In the mid 2000s a spate of deaths in the construction industry led to the threat of government action on major contractors. As a result many of them decided to move to a so-called "100% carded" policy whereby every worker or visitor to site was required to hold a CSCS card as proof of a level of health and safety competence. This was initially welcomed by CSCS as it led to a rapid growth in the number of cards issued. The majority of the new cards were for the "construction site operative" and the "construction related occupation" categories – requiring no qualifications but passing a simple touchscreen health and safety test. New cards were also introduced for workers not covered by existing categories, going so far as to include a specific card for vending machine installers. By 2012 half of all cards issued were in the operative category and 25% were for construction related operations. As these were non-qualified roles the scheme had drifted away from one of its key original objectives – providing recognition for construction qualifications – and was seen merely as a "hoop that had to be jumped through to get workers onto site". In addition to the workers cards many contractors required visitors to have a CSCS card also, this led to the introduction of a visitors category – for which 120,000 cards were issued, far more than had ever been intended.
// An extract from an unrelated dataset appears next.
PR #121, opened 2024-04-10
add lsp server support to kate

Asqiir:
This PR adds LSP ("language server protocol") settings to kate.

It contains 2 preconfigured LSP servers – [nil]() for nix and [marksman]() for markdown. Users can add custom settings as well.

The CSCS scheme is supported by the Construction Leadership Council who specified in 2015 that the industry should not accept any skills cards that were not affiliated with the scheme – its so called "One Industry Logo" initiative. Affiliated schemes include the Construction Plant Competence Scheme and the Construction Industry Scaffolders Record Scheme. The CSCS schemes handle 400,000 applications and one million enquiries each year. As of December 2017 there were more than 1.6 million card holders. The CSCS company board has representatives from client and contractor trade bodies as well as employee trade unions.
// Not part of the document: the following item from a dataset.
PR #122, opened 2024-04-10
docs: add standard Nix / Home Manager example

nat-418:


magnouvean:
Well solved. Thanks for this, I think it will make the project more approachable :)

In 2012, Graham Wren joined CSCS as chief executive and decided to move the scheme back towards a focus on qualifications. One of the first steps was taken in 2014 with the discontinuation of the operatives card and its replacement by a labourers card which required a level 1 qualification (all existing cards will expire by 2019). The "related occupations" card, of which 350,000 were in circulation, was discontinued in March 2017 with all cards set to expire by 2022. The visitors card, the last remaining non-qualified category, will be withdrawn on 28 February 2020 with all cards issued before then set to expire by August 2020.

In the view of CSCS many of the unqualified card holders should never have needed cards anyway as they do not work in construction-related occupations. CSCS is seeking to move towards a minimum of a level 2 National Vocational Qualification to qualify for a skilled occupations card and is working with the Construction Industry Training Board to ensure a relevant qualification exists for each category of card. The company hopes that restricting the issuance of cards will lead to a move away from 100% card access construction sites and lead to contractors focussing on providing suitable inductions to non-qualified persons and providing them with adequate supervision.
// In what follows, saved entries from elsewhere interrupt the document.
Issue #47, opened 2024-01-09
Configuring LibInput devices


billy4479:
I happen to use natural scrolling and a few other options on my laptop touchpad.
These option are set in `~/.config/kcminputrc` as 

```
[Libinput][10182][480][GXTP7863:00 27C6:01E0 Touchpad]
DisableWhileTyping=false
NaturalScroll=true
TapToClick=true
```

I'd like to use these same settings for any laptop I (will) use.
As you can see the group name is kinda device-specific: for sure the last part (`[GXTP7863:00 27C6:01E0 Touchpad]`) is the name of the input device as it shows in `libinput list-devices`; I still haven't figured out what the other two numbers are (`[10182]` and `[480]`). 

For now I can just hardcode them in my config but I don't think that's the best solution..

If someone manages to figure out what the other two numbers are we could query them at activation-time and have an option to enable or disable such features for any touchpad.

toast003:
Tried finding out what writes the numbers are by reading the [source code for the mouse kcm](https://invent.kde.org/plasma/plasma-desktop/-/tree/master/kcms/mouse) but I haven't gotten anything yet

toast003:
[This repo](https://github.com/MatMoul/plasma-config-matmoul/blob/master/profile/.config/kcminputrc) just puts setting under `[Mouse]` :thinking: 
I'll try it out 
EDIT: Don't think it works anymore (the config file I linked is 8 years old after all), but I'm doing other things so I can't log out or restart plasma, so maybe that's why it doesn't work

billy4479:
> Tried finding out what writes the numbers are by reading the [source code for the mouse kcm](https://invent.kde.org/plasma/plasma-desktop/-/tree/master/kcms/mouse) but I haven't gotten anything yet

Thanks for the link, I'll try to look into it too.

Also, I forgot to add in the original post that I'm using the Wayland session. Maybe the X11 session uses some other config (?), I'll try to login into a X session when I have time and I'll let you know if I find any difference.

toast003:
I'm also using Wayland 

11 Jan 2024, 12:09 pm by ***@***.***:

ribru17:
> If someone manages to figure out what the other two numbers are we could query them at activation-time and have an option to enable or disable such features for any touchpad.

The first two numbers are the decimal representations of the middle (hexadecimal) numbers: e.g., for
`[Libinput][10182][480][GXTP7863:00 27C6:01E0 Touchpad]`:
[...]

PR #123, opened 2024-04-11
Add new input module

toast003:


toast003:
Had a bit of a brain fart there, sorry for the force pushing

toast003:
@magnouvean I changed the write_config script a bit, since doing base conversion inside nix seems too complicated.
I am very new at python, and although my code seems to work just fine I would appreciate if you could take a look at it

toast003:
Also I don't think the check failing was due to something I did, not sure why
EDIT: nvm it is, I'll fix it later

script/write_config.py
```diff
@@ -76,6 +77,21 @@ def escape(s: str) -> str:
             s[i] = "\\s"
     return "".join(s)
 
+# Some values need to be "transformed", such as being converted from hex to decimal
+def transformValues(dOrig):
+    d = dOrig
```
magnouvean: Not sure if this is needed, since this won't copy anything, it will just be a pointer to `dOrig`. You can use `dOrig.copy()` if this is wanted (which I think makes sense in this case).

script/write_config.py
```diff
@@ -76,6 +77,21 @@ def escape(s: str) -> str:
...
+    cPath = os.path.expanduser("~/.config/kcminputrc")
+    if cPath in d:
+        for itemStr in list(d[cPath]):
+            if itemStr.startswith("Libinput/"):
+                item = d[cPath].pop(itemStr)
+                itemStrList = itemStr.split("/")
+                itemStrList[1] = str(int(itemStrList[1],16))
+                itemStrList[2] = str(int(itemStrList[2],16))
+                itemStr = "/".join(itemStrList)
+                d[cPath][itemStr] = item
```
magnouvean: In python it is standard practice to use snake_case, not camelCase (unlike nix, java, C# etc). I think this should be the case here as well.

script/write_config.py
```diff
@@ -329,7 +345,8 @@ def main():
 
     reset_files = set(sys.argv[2].split(" ")) if sys.argv[2] != "" else set()
     immutable_by_default = bool(sys.argv[3])
-    d = json.loads(json_str)
+    dRaw = json.loads(json_str)
+    d = transformValues(dRaw)
```
magnouvean: snake_case is better here as well

modules/input.nix
```diff
@@ -0,0 +1,104 @@
...
+    };
+    productId = mkOption {
+      type = with types; nullOr str;
+      default = null;
+      example = "21128";
+      description = ''
+        The product ID of the trackpad
+        You can find it out running cat /proc/bus/input/devices | grep -i touchpad
+      '';
+    };
```
magnouvean: These three have allowed values as `null` but if the touchpad is enabled and these are not set I'm pretty sure it will crash. This should probably be checked in an assertion so we could give out a proper error message.

modules/input.nix
```diff
@@ -0,0 +1,104 @@
...
+            LayoutList.value = strings.concatStringsSep "," cfg.input.keyboard.layouts;
+          };
+        }
+      )
+    ]
+  );
+
+  # Trackpad options
+
+  options.programs.plasma.input.touchpad = {
```
magnouvean: The options here will write to the same group as mentioned in #47, am I right? If so we should probably add `DisableWhileTyping`, `NaturalScroll` and `TapToClick` as options which would close that issue.

magnouvean (commented):
I can't really test much atm, but looking at the code in general this looks fine after the minor suggested tweaks :)

magnouvean:
Also https://github.com/nix-community/plasma-manager/blob/d12cb0ed42a81ff84330b5cc94bff6abfeeb6da8/README.md?plain=1#L53 should probably be edited or removed when we're done with this pr.

script/write_config.py
toast003: This is my first real python code and I also happen to come from a java/c# background so I didn't know this, will change now

toast003:
I will when I finish

modules/input.nix
toast003: Yes!
I was going to add those first, but I thought that making the user look for the IDs of the trackpad, and then turning them to decimal was a bit too dumb. 

Already took care of the hexadecimal to decimal part here, but I'll do the "looking for the IDs" part in a separate pr, since thinking about how to do that is what burnt me out, and I don't want this pr to be stalled for another month :(

magnouvean: No worries, I think just getting this into `plasma-manager` gets us a long way.
Looking for the IDs isn't necessarily going to be that easy, and would, if done at activation-time not be reproducible either (since the output would depend on the devices attached when the activation is applied). I think when doing that we could maybe consider just altering the config-file generated automatically by kde, which contains these ids aleady, in a startup-script, as that would be declarative, and maybe easier to do. I would maybe require a reload of some kde component, but `plasma-manager` should support that already.

Anyway that will be in the future, there's no need to think about this yet (and I think that it isn't necessarily a must for this module anyway).

magnouvean:
I'll try to add support for configuring multiple touchpads and add some assertions today. I think I'll just commit directly here if that's OK :)

magnouvean:
Imo it's more or less good enough to merge in the current state. I haven't found any issues (though I also haven't done enough testing to confirm a lot of edge-cases). There are obviously some tweaks as mentioned above such as changing the README and maybe also adding some examples.

HeitorAugustoLN:
@toast003 I sent you a pull request that adds configurations for mouses in the input module.

toast003:
You guys did all of my work :sweat_smile: 

@HeitorAugustoLN I'll take a look at it rn

toast003:
All seems good to me!

I'll change the readme and after that I think we can merge the PR

modules/input.nix
```diff
@@ -0,0 +1,386 @@
...
+          Enables or disables the mouse
+        '';
+      };
+      name = mkOption {
+        type = types.str;
+        default = null;
+        example = "Logitech G403 HERO Gaming Mouse";
+        description = ''
+          The name of the mouse.
+          You can find it out running cat /proc/bus/input/devices | grep -B 1 -i mouse
```
magnouvean: This doesn't work for me because my mouse doesn't have anything with mouse in the name. `grep '^H:.*mouse' -B 5 /proc/bus/input/devices` seems to work for me though. Seemingly this could maybe also be considered for the touchpad as well since I'm not sure all touchpads include `touchpad` in the name, but they should have `mouse*` in the handlers section

magnouvean (commented):
I'll test more right away

modules/input.nix
HeitorAugustoLN: image
It works for me. But it is probably not a general rule.

magnouvean: Yeah that works because the mouse has "mouse" in the name, but for mine (a logitech mouse as well) it doesn't have this. In your case though the command I provided should work as well though?

modules/input.nix
```diff
@@ -0,0 +1,386 @@
...
+    let
+      mouseName = mouse.name;
+      mouseVendor = mouse.vendorId;
+      mouseProduct = mouse.productId;
+    in
+    {
+      "Libinput/${mouseVendor}/${mouseProduct}/${mouseName}" = {
+        Enabled = mouse.enable;
+        LeftHanded = mouse.leftHanded;
+        MiddleMouseEmulation = mouse.middleMouseEmulation;
```
magnouvean, line 282: I also think it should be `MiddleButtonEmulation` here

magnouvean:
But yeah other than the two minor things above this work great so we can probably merge after they are fixed :)

modules/input.nix
HeitorAugustoLN: Your command works too. 
image

modules/input.nix
HeitorAugustoLN: You're right, I mixed up the names

HeitorAugustoLN: @toast003 could you fix this?

modules/input.nix
magnouvean: Great. My suggestion to solve this would be to replace the old commands (in the three descriptions for both mouse and touchpad) with `grep '^H:.*mouse' -B 5 /proc/bus/input/devices`. We might be able to get away with the old command for touchpads, but afaik it's no requirement for those to have `touchpad` in the name either so I think the new command is still better for touchpads as well.

toast003: For trackpads you can just grep  `/proc/bus/input/devices` since most trackpads are i2c devices and (afaik) i2c devices don't have names, so trackpads always have trackpad in the name.
For mice we could just check `lsusb`
image

modules/input.nix
toast003: Done

HeitorAugustoLN: Thanks!

modules/input.nix
magnouvean: On my end when running the grep-command as it is now it matches `ETPS/2 Elantech Touchpad` which is in the name section of the touchpad in `/proc/bus/input/devices`, and if it was called something else it may not have matched. With that said I'm not sure if it's a real issue as most touchpads probably contain "touchpad" in some form in the name (unless it's called something with trackpad or something).
As for `lsusb` there I can see two potential problems, the first being that `lsusb` isn't installed on most nixos machines I don't think, so it's less accessible than just using `/proc/bus/input/devices`, and second it may not support bluetooth mice (I don't know if it does). The command provided above does just uses `/proc/bus/input/devices` and would work for both touchpads and mice

toast003: While I don't think your first problem is that big of a deal (you can use comma or `nix run`), I do agree with the second.
lsusb only lists usb devices, so it won't catch anything else. For now I would say to leave both, but we could consider making a python script that figures it out for you

magnouvean: Yeah figuring this out automatically could be done through some startup script or something and is a task for later. My point was that the descriptions for the options should be correct/helpful. For that the grep command above would suffice for now I reckon, or alternatively we could just add "see /proc/bus/input/devices for the values" or something. A.t.m. the grep commands in the descriptions for the mice doesn't work and the grep commands for the touchpad only works for some hardware (only when the name contains touchpad), and I think this should be correct before we merge into `trunk`.

HeitorAugustoLN: I think a more general description like `see /proc/bus/input/devices for the values` would be better

script/write_config.py
```diff
@@ -76,6 +77,21 @@ def escape(s: str) -> str:
...
+    if c_path in d:
+        for item_str in list(d[c_path]):
+            if item_str.startswith("Libinput/"):
+                item = d[c_path].pop(item_str)
+                item_str_list = item_str.split("/")
+                item_str_list[1] = str(int(item_str_list[1],16))
+                item_str_list[2] = str(int(item_str_list[2],16))
+                item_str = "/".join(item_str_list)
+                d[c_path][item_str] = item
+    return d;
```
apfelkuchen6, line 94: I don't really like this because it changes the interface of the `configFile` option in an unexpected manner. It's fine if we want to have the options of the input module expect the ids in hex, but then the conversion should also be done in the module (possibly with something like [this](https://github.com/Misterio77/nix-colors/blob/b92df8f5eb1fa20d8e09810c03c9dc0d94ef2820/lib/core/conversions.nix#L72-L94)).

This change broke my config, which included `programs.plasma.configFile.kcminputrc."Libinput/1390/269/ELECOM TrackBall Mouse HUGE TrackBall".ScrollMethod.value =  4;`. Now the ids are silently mangled.

magnouvean: I agree there. It should be fairly straight forward to do so as well. I'll try to do the hex-conversion in nix instead and open a PR about it.

HeitorAugustoLN: >  but then the conversion should also be done in the module

This would be indeed better.

magnouvean: Should be fixed now after #295.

Graham Wren retired as CSCS Chief Executive Officer in July 2022 after 10 years of service. He was replaced by the current CEO Sean Kearns.

In November 2022, the CSCS Alliance was launched. The CSCS Alliance is made up of the 35 different schemes that carry the CSCS logo on their cards, representing not just the traditional construction trades but the many specialist occupations across the built environment. Since 2020, the 35 card schemes have come together under the banner of the CSCS Alliance to deliver to a common standard under a CSCS licence.